Task to complete
Copy each line of the data that has "char" in it.

Entries supplied
PR #123, opened 2015-06-29
build: autogen.sh no longer silently fails if gtk-doc is missing.

jeremycline:
If gtk-doc wasn't installed, the autogen.sh script would silently stop when it executed `which gtkdocize` because of `set -e`. This fixes that and makes the gtk-doc package optional. I'm brand new to autotools so I apologize in advance if I've done this all wrong.

### DIFF
--- a/autogen.sh
+++ b/autogen.sh
@@ -16,7 +16,7 @@ set -e
 
 mkdir -p m4
 
-GTKDOCIZE=$(which gtkdocize 2>/dev/null)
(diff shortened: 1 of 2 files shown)


cgwalters:
I tweaked the commit message to match style, and a few minor tweaks to the code, and pushed. Thanks for the patch!

https://github.com/GNOME/ostree/commit/f0a02fbf20ebf4b1f2e248fee24a0babb2b22c03

PR #127, opened 2015-07-22
libostree: new API ostree_repo_remote_list_refs

giuseppe:
The new API permits to query a remote repository summary file and
retrieve the list of available refs.


src/libostree/ostree-repo.h
```diff
@@ -291,6 +291,12 @@ gboolean      ostree_repo_list_refs (OstreeRepo       *self,
                                      GCancellable     *cancellable,
                                      GError          **error);
 
+gboolean ostree_repo_remote_list_refs (OstreeRepo       *self,
+                                       const char       *remote_name,
+                                       GHashTable      **out_all_refs,
+                                       GCancellable     *cancellable,
+                                       GError          **error);
+
```
mbarnes: You could also just return the `GHashTable` directly here (or `NULL` on error).

Either way works though, just wanted to mention it.

src/ostree/ot-remote-builtin-refs.c
```diff
@@ -51,39 +51,17 @@ ot_remote_builtin_refs (int argc, char **argv, GCancellable *cancellable, GError
...
-
-      ref_map = g_variant_get_child_value (summary, 0);
-
-      /* Ref map should already be sorted by ref name. */
-      g_variant_iter_init (&iter, ref_map);
-      while ((child = g_variant_iter_next_value (&iter)) != NULL)
+      GHashTableIter hash_iter;
+      gpointer key, value;
+      g_hash_table_iter_init (&hash_iter, refs);
+      while (g_hash_table_iter_next (&hash_iter, &key, &value))
```
mbarnes: I think you're losing alphabetical ordering here.  You'll need to extract the keys as a list and sort them.

Or there's also `GTree` which never gets any love.

mbarnes:
:+1: to the idea.  Review comments above.

giuseppe:
thanks for the review.  I noticed also a regression in the tests suite, I am going to address that as well.

giuseppe:
the last commit is still WIP, I've pushed it just to get some early feedback.

cgwalters:
Hm, I'd been thinking of this as `OSTREE_REPO_PULL_FLAGS_COMMIT_ONLY` or so.  (Note we need to fix that to actually be flags and not an enum), something like:

```
diff --git a/src/libostree/ostree-repo.h b/src/libostree/ostree-repo.h
index 84b0deb..dc74582 100644
--- a/src/libostree/ostree-repo.h
+++ b/src/libostree/ostree-repo.h
@@ -690,7 +690,8 @@ gboolean ostree_repo_prune (OstreeRepo        *self,
  */
 typedef enum {
   OSTREE_REPO_PULL_FLAGS_NONE,
-  OSTREE_REPO_PULL_FLAGS_MIRROR
+  OSTREE_REPO_PULL_FLAGS_MIRROR = (1 << 0),
+  OSTREE_REPO_PULL_FLAGS_COMMIT_ONLY = (1 << 1)
 } OstreeRepoPullFlags;
 
 gboolean ostree_repo_pull (OstreeRepo             *self,
```

Then clients can `ostree_repo_load_commit()` as normal.  (And in this situation, `OSTREE_REPO_COMMIT_STATE_PARTIAL` would be true).  Also `ostree_repo_read_commit_detached_metadata()`.

mbarnes:
What would happen if both pull flags were passed?  They seem to conflict.

cgwalters:
I don't believe `MIRROR` and `COMMIT_ONLY` conflict in a technical sense, although I can't think of an immediate use case.

giuseppe:
@mbarnes, @cgwalters: Thanks for the review!  Good idea indeed, I am going to throw away ```ostree_repo_prefetch_commit``` and implement the new ```OSTREE_REPO_PULL_FLAGS_COMMIT_ONLY``` pull flag

cgwalters:
One small comment, otherwise looks simple and clean to me.

cgwalters:
In order to make `ostree fsck` happy we needed:

```
index 6c98a19..aa8e635 100644
@@ -2167,7 +2167,7 @@ ostree_repo_pull_with_options (OstreeRepo             *self,
     }
 
   /* iterate over commits fetched and delete any commitpartial files */
-  if (!dir_to_pull)
+  if (!dir_to_pull && !pull_data->is_commit_only)
     {
       g_hash_table_iter_init (&hash_iter, requested_refs_to_fetch);
       while (g_hash_table_iter_next (&hash_iter, &key, &value))
```

I've squashed this in.

cgwalters:
Ok, I did some commit squashing and pushed.  Thanks!

PR #128, opened 2015-07-28
static delta fixes

giuseppe:


cgwalters:
Looks fine to me.  Would have liked to see test coverage, but we can add it later.

PR #130, opened 2015-07-29
ostree: add colored output to tty

giuseppe:
DEPENDS FROM: https://github.com/GNOME/libglnx/pull/10


giuseppe:
I associated that with the git diff output where added lines are green and removed ones are red.  If it is confusing, I'll drop colors for ostree-diff.c.  Do you see any other place where we could use colors beside "commit %s" in git log and the error prompt?

PR #133, opened 2015-08-14
Giuseppe/rollsum test

giuseppe:


giuseppe:
@cgwalters, @mbarnes, do these changes make sense to you?

mbarnes:
Still coming up to speed on rolling checksums in general, but the changes here look okay to me.

cgwalters:
Hmm...there's nothing stopping two blocks of different size from having the same CRC!

So I think what we actually need to do here is:

```
if (to_offset != from_offset)
  continue;
```

right?

giuseppe:
True!  I was able to reproduce it with a crafted test case.  Pushed a new commit with the fix and a new test

cgwalters:
Nice test case!  I reworked the branch a little bit so that the bugfix is separate from the tests, to preserve bisectability.  Merged :+1:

Expected answer
+                                       const char       *remote_name,
@@ -51,39 +51,17 @@ ot_remote_builtin_refs (int argc, char **argv, GCancellable *cancellable, GError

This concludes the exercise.